Dice il Signore del suo eletto, di Ciro:
«Io l’ho preso per la destra,
per abbattere davanti a lui le nazioni,
per sciogliere le cinture ai fianchi dei re,
per aprire davanti a lui i battenti delle porte
e nessun portone rimarrà chiuso.
Per amore di Giacobbe, mio servo,
e d’Israele, mio eletto,
io ti ho chiamato per nome,
ti ho dato un titolo, sebbene tu non mi conosca.
Io sono il Signore e non c’è alcun altro,
fuori di me non c’è dio;
ti renderò pronto all’azione, anche se tu non mi conosci,
perché sappiano dall’oriente e dall’occidente
che non c’è nulla fuori di me.
Io sono il Signore, non ce n’è altri».

Salmo 95

R. Grande è il Signore e degno di ogni lode.

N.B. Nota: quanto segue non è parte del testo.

Issue #4782, opened 2016-01-17
302 Redirect on SSL When Downloading Zip Archive Causes Issues


swimson:
Hey guys,
I saw some commits  related to openssl and TLS.  Dunno if this is related but wanted to pass along.
Declared WordPress as a custom repository of type zip.  This way I can use composer to run wordpress installs (which is awesome!)  This has been working great for about 6 months.  I tried doing a composer update to the newest release

URL:  https://github.com/WordPress/WordPress/archive/4.4.1.zip

This caused an exception I hadn't seen before,

    Composer through a Transport Exception:

    [Composer\Downloader\TransportException]                                                                                                                                
    The "https://github.com/WordPress/WordPress/archive/4.4.1.zip" file could not be downloaded: Peer certificate CN=`*.github.com' did not match expected CN=`github.com'  Failed to enable crypto                                                                                                                                              failed to open stream: operation failed using CN=  

Turns out, GitHub issues a 302 redirect, to a subdomain codeload.github.com.  Looks like there was some SSL error in the stack somewhere because the SSL Common Name was for the wildcard domain (*.github.com) but I was linking to the link provided by GitHub when you want to download a release.

The fix was simple,  I was able to update by changing the source URL in my composer config to the result of the 302 redirect.

https://codeload.github.com/WordPress/WordPress/zip/4.4.1

The fixed composer.json is ....

...

    "repositories": [
    {
      "type": "composer",
      "url": "http://wpackagist.org"
    },
    {
      "type": "package",
      "package": {
        "name": "wordpress",
        "type": "webroot",
        "version": "4.4.1",
        "dist": {
          "type": "zip",
          "url": "https://codeload.github.com/WordPress/WordPress/zip/4.4.1"
        },
        "require": {
          "fancyguy/webroot-installer": "1.0.0"
        }
      }
    }
  ],
...

Keep up the great work guys!

Seldaek:
Ok I see, we probably need to turn the github.com host match into a *.github.com CN_match if that's what they use and rely on. Given github constitutes most of our outbound traffic it probably warrants a special case. (cc @StormTide for quick sanity check here, let me know if you get tired of these..)

Can you confirm if you tried it with php5.5 or below btw? It should work with php5.6, would be nice if you could check.

nelsonko:
[...]

PR #4783, opened 2016-01-17
Follow redirects to properly validate certificates

cs278:
A general fix for #4782 rather than hard coded workaround for GitHub.

### DIFF
--- a/src/Composer/Util/RemoteFilesystem.php
+++ b/src/Composer/Util/RemoteFilesystem.php
@@ -327,16 +327,6 @@ class RemoteFilesystem
             if (!empty($targetUrl)) {
                 $this->redirects++;
 
-                // TODO: Disabled because this is (probably) different behaviour to PHP following for us.
-                // if ('http' === parse_url($targetUrl, PHP_URL_SCHEME) && 'https' === $this->scheme) {
-                //     // Do not allow protocol downgrade.
-                //     // TODO: Currently this will fail if a request goes http -> https -> http
-                //     $e = new TransportException('The "'.$this->fileUrl.'" file could not be downloaded, not permitting protocol downgrade');
-                //     $e->setHeaders($http_response_header);
-                //     $e->setResponse($result);
-                //     throw $e;
-                // }
-
                 if ($this->io->isDebug()) {
                     $this->io->writeError(sprintf('Following redirect (%u)', $this->redirects));
                 }
--- a/src/Composer/Util/RemoteFilesystem.php
+++ b/src/Composer/Util/RemoteFilesystem.php
@@ -331,14 +331,15 @@ class RemoteFilesystem
                     throw $e;
                 }
 
-                if ('http' === parse_url($targetUrl, PHP_URL_SCHEME) && 'https' === $this->scheme) {
-                    // Do not allow protocol downgrade.
-                    // TODO: Currently this will fail if a request goes http -> https -> http
-                    $e = new TransportException('The "'.$this->fileUrl.'" file could not be downloaded, not permitting protocol downgrade');
-                    $e->setHeaders($http_response_header);
-                    $e->setResponse($result);
-                    throw $e;
-                }
+                // TODO: Disabled because this is (probably) different behaviour to PHP following for us.
+                // if ('http' === parse_url($targetUrl, PHP_URL_SCHEME) && 'https' === $this->scheme) {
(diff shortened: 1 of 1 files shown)


src/Composer/Util/RemoteFilesystem.php
```diff
@@ -293,6 +303,59 @@ protected function get($originUrl, $fileUrl, $additionalOptions = array(), $file
...
+                    $targetUrl = $locationHeader;
+                } elseif (parse_url($locationHeader, PHP_URL_HOST)) {
+                    // Scheme relative; e.g. //example.com/foo
+                    $targetUrl = $this->scheme.':'.$locationHeader;
+                } elseif ('/' === $locationHeader[0]) {
+                    // Absolute path; e.g. /foo
+                    $urlHost = parse_url($this->fileUrl, PHP_URL_HOST);
+
+                    // Replace path using hostname as an anchor.
+                    $targetUrl = preg_replace('{^(.+(?://|@)'.preg_quote($urlHost).')(?:[/\?].*)?$}', '\1'.$locationHeader, $this->fileUrl);
```
Seldaek: I think you need to allow for an optional port number following the host as well.

src/Composer/Util/RemoteFilesystem.php
```diff
@@ -293,6 +303,59 @@ protected function get($originUrl, $fileUrl, $additionalOptions = array(), $file
...
+
+                // TODO: Disabled because this is (probably) different behaviour to PHP following for us.
+                // if ('http' === parse_url($targetUrl, PHP_URL_SCHEME) && 'https' === $this->scheme) {
+                //     // Do not allow protocol downgrade.
+                //     // TODO: Currently this will fail if a request goes http -> https -> http
+                //     $e = new TransportException('The "'.$this->fileUrl.'" file could not be downloaded, not permitting protocol downgrade');
+                //     $e->setHeaders($http_response_header);
+                //     $e->setResponse($result);
+                //     throw $e;
+                // }
```
Seldaek: Yeah I would just remove this entirely.

src/Composer/Util/RemoteFilesystem.php
```diff
@@ -293,6 +303,59 @@ protected function get($originUrl, $fileUrl, $additionalOptions = array(), $file
...
+
+                if ($this->io->isDebug()) {
+                    $this->io->writeError(sprintf('Following redirect (%u)', $this->redirects));
+                }
+
+                $additionalOptions['redirects'] = $this->redirects;
+
+                // TODO: Not so sure about preserving origin here...
+                return $this->get($this->originUrl, $targetUrl, $additionalOptions, $this->fileName, $this->progress);
```
Seldaek: I think it'd be best to take parse_url of PHP_URL_HOST for the originUrl here.

cs278: Yeah I think it depends how PHP behaves with the redirect, do all the same headers get sent? If so origin should probably stay the same. I'll look into it.

Seldaek: Ok, AFAIK it is wrong to forward the auth headers to the next host, because that'd be an information leak. So I would say we start with re-setting the originUrl to the host every time, and we can always revisit later if needed. It's still a big improvement over the current situation anyway.

cs278: My scepticism was warranted, it appears PHP sends all the user supplied headers when following redirects including the authorization header. Seems the HTTP spec doesn't specify a behaviour so PHP isn't doing anything wrong even if it is quite stupid. libcurl for example has an option to pass auth headers on to different hosts [CURLOPT_UNRESTRICTED_AUTH](http://curl.haxx.se/libcurl/c/CURLOPT_UNRESTRICTED_AUTH.html).

I suppose the question becomes does Composer replicate PHP's behaviour for PHP < 5.6 or handle all redirects to fix the information leak?

Seldaek: Oh well, then I guess if that was the current behavior and all was well let's leave it as is and replicate 5.6+ behavior as closely as we can. I'd rather not keep this code around forever if it can be dropped once we go for 5.6+ only.

Seldaek:
Thanks @cs278! I had to fix a couple things (see above) but overall it seems to work well :)

cs278:
@Seldaek Looks good to me, nice catch with 304. :+1:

Cantate al Signore un canto nuovo,
cantate al Signore, uomini di tutta la terra.
In mezzo alle genti narrate la sua gloria,
a tutti i popoli dite le sue meraviglie. R.

Grande è il Signore e degno di ogni lode,
terribile sopra tutti gli dèi.
Tutti gli dèi dei popoli sono un nulla,
il Signore invece ha fatto i cieli. R.

Date al Signore, o famiglie dei popoli,
date al Signore gloria e potenza,
date al Signore la gloria del suo nome.
Portate offerte ed entrate nei suoi atri. R.

Prostratevi al Signore nel suo atrio santo.
Tremi davanti a lui tutta la terra.
Dite tra le genti: «Il Signore regna!».
Egli giudica i popoli con rettitudine. R.

 

Dalla prima lettera di san Paolo apostolo ai Tessalonicési (1, 1-5)

Paolo e Silvano e Timòteo alla Chiesa dei Tessalonicési che è in Dio Padre e nel Signore Gesù Cristo: a voi, grazia e pace.
Rendiamo sempre grazie a Dio per tutti voi, ricordandovi nelle nostre preghiere e tenendo continuamente presenti l’operosità della vostra fede, la fatica della vostra carità e la fermezza della vostra speranza nel Signore nostro Gesù Cristo, davanti a Dio e Padre nostro.
Sappiamo bene, fratelli amati da Dio, che siete stati scelti da lui. Il nostro Vangelo, infatti, non si diffuse fra voi soltanto per mezzo della parola, ma anche con la potenza dello Spirito Santo e con profonda convinzione.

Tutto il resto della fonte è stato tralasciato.